Judge provider resolution order: explicit provider: kwarg on judge → OmniAgent.configuration.eval_judge_provider/eval_judge_model → the agent's own provider (zero-config default).
Caching
Eval runs are cached by default, keyed on (agent class, run_alias, input, context). Re-running the same case (e.g. iterating on assertions) replays the cached output instead of calling the provider again, saving tokens. Configure or disable it:
OmniAgent.configure do |config|
config.eval_cache_enabled = true # default
config.eval_cache_path = "tmp/omni_agent_eval_cache.json" # default
end
Bypass the cache for a run (clears it before running, no manual file deletion needed):
bundle exec omni_agent eval evals/research_agent_eval.rb --fresh
Sample output:
[PASS] mentions lorem
[FAIL] mentions something the mock never says
- output "Lorem ipsum dolor sit amet, consectetur adipiscing elit." does not include "this never appears"
1/2 cases passed
Each case prints [PASS]/[FAIL] plus its name; failing cases list every unmet assertion's message. Exits non-zero if any case failed.
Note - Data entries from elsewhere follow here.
PR #89, opened 2018-12-10
Sparse docs

asmeurer:
Here are some documentation for sparse arrays. 

This is based on the branch from https://github.com/tensorly/tensorly/pull/85, so that should be reviewed and merged first. It also references the robust_pca work which is forthcoming, and it also references the notebook from the pull request https://github.com/JeanKossaifi/tensorly-notebooks/pull/6.

PR #97, opened 2019-02-18
Fix the sparse backend

asmeurer:
It seems the latest master has broken the sparse backend. 

I still need to push some more fixes, although feel free to push your own fixes.

With this branch, if you do `import tensorly.contrib.sparse as tlsp`, `tlsp.tensor` still points to `numpy.tensor`, because `numpy` is the default backend. Is that the desired behavior?


asmeurer:
Oh my bad I fixed the imports incorrectly.

asmeurer:
I am adding some tests for the sparse backend here. This required making it available in the main backends, so that `TENSORLY_BACKEND=sparse` works. To simplify this, I renamed it to just `sparse`.

asmeurer:
I have had to reduce the ranks in some of the tucker tests so that they can be tested with the sparse backend. Unfortunately, `scipy.sparse.linalg.eigsh` raises an exception if the number of eigenvalues is >= N. I don't know if this can be fixed. If you prefer, I can put the tests back and skip them in the sparse backend for now. 

I have also parameterized all the tucker tests with init='random' and init='svd'.

asmeurer:
This is ready for review. I plan to add more tests for the sparse backend in the respective pull requests for parafac and robust pca.

JeanKossaifi:
Thanks @asmeurer! I'll make a review asap but in the meantime, I can go ahead and fix the imports?

Adding sparse as a main backend does fix the testing issue but I'm not sure it's the best way forward. Going forward I'd like want sparse support for more/all backends. Why not adapt/wrap (or even duplicate..) the tests for the sparse module?

tensorly/tenalg/n_mode_product.py
```diff
@@ -59,12 +57,12 @@ def mode_dot(tensor, matrix_or_vector, mode):
             raise ValueError('Can only take n_mode_product with a vector or a matrix.'
                              'Provided array of dimension {} not in [1, 2].'.format(T.ndim(matrix_or_vector)))
 
-        res = T.dot(matrix_or_vector, unfold(tensor, mode))
+        res = T.dot(matrix_or_vector, tl.unfold(tensor, mode))
```
JeanKossaifi: Inside the package I tried to just use relative imports. This shouldn't make any difference though -- is there any reason to change? I guess there's also no need to import both `tensorly` and `tensorly.backend`

Since we went with dynamical dispatch, `unfold` and `tl.unfold` should both refer to the correct version.

asmeurer: In general, if you import a wrapped function from the `tensorly.contrib.sparse` module (like `from tensorly.contrib.sparse.decomposition import partial_tucker`), then in that wrapped function everything is switched to calling the sparse backend. 

But I think maybe it doesn't matter for `unfold` since it isn't actually a backend function. I think I made this change while trying to fix something that was ultimately caused by something else. Everything should be tested now, so if the tests still pass with this change reverted that's fine.

asmeurer:
Feel free to push changes to this branch, or start a new one based off this. There are tests now so if anything breaks they should show it.

> Why not adapt/wrap (or even duplicate..) the tests for the sparse module?

I do have some sparse specific tests, but I also want to test that sparse works at all for the tests that are already there, especially for tucker since I didn't actually work on this method so I have very little experience with it. And the backend tests are good for testing the sparse backend itself. I mainly intend to use `test_sparse.py` to make sure the algorithms are sparse-safe. 

> Adding sparse as a main backend does fix the testing issue but I'm not sure it's the best way forward.

This was the minimal thing that could be done to make it work without messing with the backend logic. The way it is now, it's impossible to have a backend that isn't in the `tensorly.backends` module. 

To clarify, the name `sparse` of the backend is in reference to the name of the library, not "sparse" in general. It's a bit unfortunate. We could rename it to PyDataSparse or something like that if it helps with clarity (`numpy.sparse` that was there before is very misleading).

asmeurer:
I've removed the unnecessary change to `tl.fold`, etc. for non-backend functions.

JeanKossaifi:
> This was the minimal thing that could be done to make it work without messing with the backend logic. The way it is now, it's impossible to have a backend that isn't in the `tensorly.backends` module.

I think that's how it should be. Though we can always explicitly register a new backend.

> To clarify, the name `sparse` of the backend is in reference to the name of the library, not "sparse" in general. It's a bit unfortunate. We could rename it to PyDataSparse or something like that if it helps with clarity (`numpy.sparse` that was there before is very misleading).

The way I see it, the backend refers to NumPy, MXNet, etc.
Sparse support is not a backend but an additional feature of each backend. In NumPy's case, since i) the existing sparse support is lacking ii) sparse is going to be part of scipy anyway, we use `sparse` for the sparse support. In short I see `sparse` as part of the numpy backend, I don't really want users to set the backend to `sparse` (at least in the current design).

Generally I am open to a refactoring of the way the backend system works/ the design of it, if we find a better way to do it. With the current code though I'd rather specialise the existing code for sparse backend by creating a new version than compromise on speed/readability for the dense backend. Could we wrap the tests the way we do for the main functions?

asmeurer:
I think that support for mixing sparse.COO and np.array should be removed, at least for the time being. At https://github.com/tensorly/tensorly/pull/85 for instance, unless I can figure out how to make the sparse mttkrp faster, I will need to have a separate sparse and dense version. That means that only the sparse backend `parafac` will work properly on sparse inputs, because the dense `mttkrp` does the einsum in a way that blows up if the pairwise dimensions are too large. 

I think we discussed in another PR that we could make the sparse backend `tl.tensor` automatically create a dense array if the input is dense. This works in theory, but it requires a lot of testing, because there are a lot of functions that break when you mix sparse and dense arrays. Sometimes this is on purpose (see the change I made here to `arange` and the linked issues). Sometimes it's because of a lack of support (e.g., `np.dot()` doesn't work on sparse arrays; if you want to dot a sparse and a dense array have to use sparse.dot(dense) in that order).  I'm not saying this isn't possible. It should be an aim to do this, because representing sparse arrays densely is slow and wastes memory. But it isn't a trivial thing to do, and each algorithm and backend function will require special care to make sure it works.

So for now at least, I think it is best to really treat `sparse` as a separate backend. sparse backend functions may work on numpy arrays, but there may also be corner cases where they do not. 

By the way, I'm not clear what the timeline is for `sparse` being merged into `scipy`. Given how conservative scipy's development is, I imagine that could be a slow process. @hameerabbasi would have to comment on that.

JeanKossaifi:
I see your point.

Regarding #85, for this type of cases, we could have a separate function for sparse and dense. 

Having `sparse` as a separate backend also brings it's own issues --e.g. harder to specialize algorithms to support sparse, etc.  For instance, how would we have two function (one for sparse, one for dense) if we consider sparse as a normal backend?

I think the easy way forward is just to enforce that sparse tensors should --for now-- be used with functions from the sparse submodule.. We then just wrap the dense functions if no conversion is needed, and adapt the function where required.

dswalter:
Is there anything that requires help with these associate sparse PR's? Additional tests that would be useful or documentation that I could lend a hand on?

asmeurer:
I'm waiting for comments from @JeanKossaifi. If you want to help with any of the remaining tasks let me know (you can make a PR to the branch on the Quansight fork). I have a limited number of hours that I'm able to devote to this project.

The tasks I'm aware of are:

- Once this is merged, I'd like to add tests to the other pull requests, particularly some tests similar to the one I added here to make sure they algorithms stay sparse safe.  

- For https://github.com/tensorly/tensorly/pull/85 the mttkrp function needs to be factored out and split into sparse and dense versions (see the discussion).

- https://github.com/tensorly/tensorly/pull/89 may require some minor updates 

Those are all for other sparse related pull requests. I don't know what remains to be done for this one. 

Beyond that, it depends on @JeanKossaifi's comments as to what else needs to be done.

JeanKossaifi:
Hi @asmeurer, @dswalter, 

I was away for a few days with no internet. I have started on factoring out mttkrp for #85 when working on it, I can push this, meant to do this earlier. I think for now it might be OK to keep just one version (using the n-mode product). 

I mainly have one comments from above: having sparse as a separate backend brings it's own issues --e.g. harder to specialize algorithms to support sparse, etc. For instance, how would we have two function (one for sparse, one for dense) if we consider sparse as a normal backend?

I think the easy way forward is just to enforce that sparse tensors should --for now at least-- be used with functions from the sparse submodule.. We then just wrap the dense functions if no conversion is needed, and adapt the function where required. We can explicitely wrap the tests as well maybe?

asmeurer:
@JeanKossaifi what would you like to do with this branch? It would be good to know before I attempt any merge conflict resolution.

JeanKossaifi:
Just finished with my ICCV deadline, back on this.

Based on our discussions, I think it might be best to keep a separate `tensorly.sparse` submodule. This allows to easily customize algorithms for the sparse backend without making any changes to existing code, works for all backends and allows to mix dense and sparse without changing the backend (not explicitely at least).

We can wrap tests for now and skip as needed?

As I mentioned, I'd like to (as soon as I have time) start adding (some) sparse support for other backends too -- would be great to have some of the sparse algorithms work on GPU too.

asmeurer:
That sounds fine. My main concern is for things to be tested at all, so that we don't have regressions. 

As far as this branch goes, you may want to check which commits are still relevant and cherry-pick them separately. That may be easier than fixing the merge conflicts if there aren't many.

JeanKossaifi:
I went through the changes -- these were already merged in the other PRs, the only difference is whether to add sparse as a separate backend. Since we are keeping it with NumPy for now,  closing this.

For many input/expected-output pairs, load a YAML/JSON dataset instead of writing a case per row:
golden_set "evals/golden/research_agent.yml" do |row|
expect_output to_include: row[:expected_output]
end
Scaffold an eval and run it:
bundle exec rails generate omni_agent:eval ResearchAgent
# run from your Rails app root, like running rspec
bundle exec omni_agent eval
bundle exec omni_agent eval evals/research_agent_eval.rb
bundle exec omni_agent eval evals/research_agent_eval.rb --fresh
There's also an equivalent rake omni_agent:eval task (rake "omni_agent:eval[pattern,fresh]") if you'd rather not use the binstub.
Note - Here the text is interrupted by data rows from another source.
PR #102, opened 2019-03-07
Sparse parafac

JeanKossaifi:
Refactors mttkrp out of parafac on top of #85

### DIFF
--- a/tensorly/decomposition/candecomp_parafac.py
+++ b/tensorly/decomposition/candecomp_parafac.py
@@ -88,7 +88,6 @@ def initialize_factors(tensor, rank, init='svd', svd='numpy_svd', random_state=N
             return [tl.abs(f) for f in factors]
         else:
             return factors
-
     elif init == 'svd':
         try:
             svd_fun = tl.SVD_FUNS[svd]
@@ -118,7 +117,8 @@ def initialize_factors(tensor, rank, init='svd', svd='numpy_svd', random_state=N
 
 
 def parafac(tensor, rank, n_iter_max=100, init='svd', svd='numpy_svd', tol=1e-8,
-            orthogonalise=False, random_state=None, verbose=False, return_errors=False):
+            orthogonalise=False, random_state=None, verbose=False,
+            return_errors=False, non_negative=False):
     """CANDECOMP/PARAFAC decomposition via alternating least squares (ALS)
 
     Computes a rank-`rank` decomposition of `tensor` [1]_ such that,
@@ -145,7 +145,8 @@ def parafac(tensor, rank, n_iter_max=100, init='svd', svd='numpy_svd', tol=1e-8,
         Level of verbosity
     return_errors : bool, optional
         Activate return of iteration errors
-
+    non_negative : bool, optional
+        Perform non_negative PARAFAC. See :func:`non_negative_parafac`.
 
     Returns
     -------
@@ -160,10 +161,14 @@ def parafac(tensor, rank, n_iter_max=100, init='svd', svd='numpy_svd', tol=1e-8,
     .. [1] tl.G.Kolda and B.W.Bader, "Tensor Decompositions and Applications",
        SIAM REVIEW, vol. 51, n. 3, pp. 455-500, 2009.
     """
+    epsilon = 10e-12
+
     if orthogonalise and not isinstance(orthogonalise, int):
         orthogonalise = n_iter_max
 
-    factors = initialize_factors(tensor, rank, init=init, svd=svd, random_state=random_state)
+    factors = initialize_factors(tensor, rank, init=init, svd=svd,
+                                 random_state=random_state,
+                                 non_negative=non_negative)
     rec_errors = []
     norm_tensor = tl.norm(tensor, 2)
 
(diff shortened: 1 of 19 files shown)


JeanKossaifi:
@asmeurer just added the refactoring out of mttkrp on top of your changes.

Given all your contribution I added you to the authors list there too, hope you don't mind -- feel free to amend should you wish. 
I think it's ready to merge unless you have any comments.

asmeurer:
I'll take a look. 

Is it possible to add sparse-only tests in this branch? I was hoping to add a least one test a la https://github.com/JeanKossaifi/tensorly-notebooks/blob/7179c121cc2f21215f9e14cd1b452f8576683c48/07_pydata_sparse_backend/sparse_parafac.ipynb to act as a smoke test to keep the algorithm sparse-safe.

JeanKossaifi:
Agreed, the test is missing. By smoke test, do you mean to just check that the type of the factors is sparse?

asmeurer:
I mean using a tensor that would lead to a memory error on most machines if it were incorrectly densified, either through misuse of calling `np.array` on a sparse dense array, or from a bad implementation of mttkrp or some other part of the algorithm. The notebook at https://github.com/JeanKossaifi/tensorly-notebooks/blob/7179c121cc2f21215f9e14cd1b452f8576683c48/07_pydata_sparse_backend/sparse_parafac.ipynb has shape (1000, 1001, 1002, 100), which would take 802 GB in dense memory, and the Khatri-rao of the initial vectors would also take up a lot of memory, e.g., using the old mttkrp routine.

asmeurer:
Here is the diff against #85 https://github.com/Quansight/tensorly/compare/sparse-parafac...JeanKossaifi:sparse_parafac?expand=1

tensorly/decomposition/candecomp_parafac.py
```diff
@@ -7,9 +7,10 @@
 from ..kruskal_tensor import kruskal_to_tensor
 from ..tenalg import khatri_rao
 
-# Author: Jean Kossaifi <jean.kossaifi+tensors@gmail.com>
-# Author: Chris Swierczewski <csw@amazon.com>
-# Author: Sam Schneider <samjohnschneider@gmail.com>
+# Authors: Jean Kossaifi <jean.kossaifi+tensors@gmail.com>
+#          Chris Swierczewski <csw@amazon.com>
+#          Sam Schneider <samjohnschneider@gmail.com>
+#          Aaron Meurer
```
asmeurer: You can add my email here too (asmeurer@gmail.com)

tensorly/tenalg/__init__.py
```diff
@@ -3,7 +3,8 @@
 operations such as khatri-rao or kronecker product, n-mode product, etc.
 """ 
 
-from .n_mode_product import mode_dot, multi_mode_dot
+from .n_mode_product import (mode_dot, multi_mode_dot,
+                             unfolding_dot_khatri_rao)
```
asmeurer: Maybe it should also be added to the sparse backend, since it is known to be sparse safe.

tensorly/decomposition/candecomp_parafac.py
```diff
@@ -231,16 +220,15 @@ def parafac(tensor, rank, n_iter_max=100, init='svd', svd='numpy_svd', tol=1e-8,
...
         if tol:
+            # ||tensor - rec||^2 = ||tensor||^2 + ||rec||^2 - 2*<tensor, rec>
             # This is ||kruskal_to_tensor(factors)||^2
             factors_norm = tl.sum(tl.prod(tl.stack([tl.dot(tl.transpose(f), f) for f in factors], 0), 0))
             # mttkrp and factor for the last mode. This is equivalent to the
             # inner product <tensor, factorization>
             iprod = tl.sum(mttkrp*factor)
-            # Subtract iprod from each term to avoid loss of significance
-            rec_error = tl.sqrt(tl.abs((norm_tensor**2 - iprod) + (factors_norm - iprod))) / norm_tensor
+            rec_error = tl.sqrt(tl.abs(norm_tensor**2 + factors_norm - 2*iprod)) / norm_tensor
```
asmeurer: Why did you undo this? I seem to remember it making a difference in some cases.

tensorly/decomposition/candecomp_parafac.py
JeanKossaifi: Absolutely, wasn't sure you wanted your email there and didn't want to expose it in case :)

tensorly/tenalg/__init__.py
JeanKossaifi: Yes, forgot about this.

tensorly/decomposition/candecomp_parafac.py
JeanKossaifi: I just grouped the 2*iprod to be easier to read as the direct expansion of the squared norm. 
Why would there be a difference?

JeanKossaifi:
I think it's ready to merge. Do you have any comments @asmeurer?

asmeurer:
Should we add a sparse test for the parafac itself? The mttkrp is only part of what wasn't sparse safe before. The norm calculation also wasn't.

asmeurer:
I also still prefer things as they are at https://github.com/tensorly/tensorly/pull/97, because that actually tests all supported functions with sparse, and it makes `sparse` a first class backend. But I don't feel strongly about it, and I'll leave it to you to decide (my main priority is getting the functionality merged).

JeanKossaifi:
Thanks @asmeurer 

> Should we add a sparse test for the parafac itself? 

Absolutely. On its way.

> I also still prefer things as they are at #97, because that actually tests all supported functions with sparse, and it makes sparse a first class backend.

Then there is no need for a `tensorly.sparse` module?

I am not 100% sure which solution is best. As I see it, with having `sparse` as a separate backend:
* **On the plus side**:  
   * No additional submodule (no `tensorly.sparse`)
   * When methods are sparse safe, works transparently

* **On the cons side**:
   * harder to specialize algorithms to support sparse, etc. For instance, how would we have two functions (one for sparse, one for dense) if we consider sparse as a normal backend? In other words, if methods are not sparse safe, we might have to either go for a worse solution but sparse safe, or drop the method all-together.
   * Only works for `sparse` library. This will not work with other libraries (e.g. this doesn't add support for mxnet with sparse array) which feels like a missed opportunity.

Also looking forward to `sparse` being part of Scipy I guess it won't make as much sense then to have sparse as a standalone backend?

I want to make sure that TensorLy remains backend agnostic and that all (or almost all) functionalities work transparently regardless of the backend while keeping the codebase as simple as possible. I am worried the code is becoming increasingly complex to handle all backends, switching to sparse, etc.

Having a separate `tensorly.sparse` submodule allows to easily customize algorithms for the sparse backend without making any changes to existing code, works for all backends and allows to mix dense and sparse without changing the backend (not explicitely at least) and both (dense and sparse) are compatible. This should also be the case with `mxnet`, `pytorch`, etc.

asmeurer:
The main advantage I see from https://github.com/tensorly/tensorly/pull/97 is that all the (working) tests are run with the sparse backend turned on, as opposed to just two tests. So it's better test coverage. The existing tests don't check sparse safety but they do make sure the sparse backend functions work properly together. 

There were a few minor fixes there (mostly to the tests themselves). Is it possible to get that in this branch too?

JeanKossaifi:
Can we not somehow wrap the tests (similar to what we do with the functions)?
As a side note, given that `sparse` itself tests for correctness of the methods, and that we check correctness of algorithms, we could hope there shouldn't be any issue ...

> There were a few minor fixes there (mostly to the tests themselves). Is it possible to get that in this branch too?

Sure - my idea was to push this and move to #97 but happy to do it all in one go -- feel free to add things as well!

asmeurer:
> Can we not somehow wrap the tests (similar to what we do with the functions)?

I think we can. It's a question of default in vs. default out. If we wrap each sparse test it's default in. If we skip tests that don't work in sparse as I have done in #97 it's default out. 

> Sure - my idea was to push this and move to #97 but happy to do it all in one go -- feel free to add things as well!

+1 to merge this PR.

JeanKossaifi:
> I think we can. It's a question of default in vs. default out. If we wrap each sparse test it's default in. If we skip tests that don't work in sparse as I have done in #97 it's default out.

We can wrap tests as we make the required changes to make them sparse friendly (and still skip as needed). Ideally I'd like to start adding (some) sparse support for other backends too -- would be great to have some of the sparse algos. work on GPU too.

> +1 to merge this PR.

Great, merging, thanks @asmeurer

Calls real LLM providers (cost, non-determinism) — deliberately not part of bundle exec rspec or CI.
Configuration
Global defaults can be configured through OmniAgent.configure:
OmniAgent.configure do |config|
config.default_provider = :openai
config.default_model = "gpt-4o-mini"
end
Running Tests
bundle exec rspec
Contributing
Issues and pull requests are welcome.
License
The gem is available as open source under the terms of the MIT License.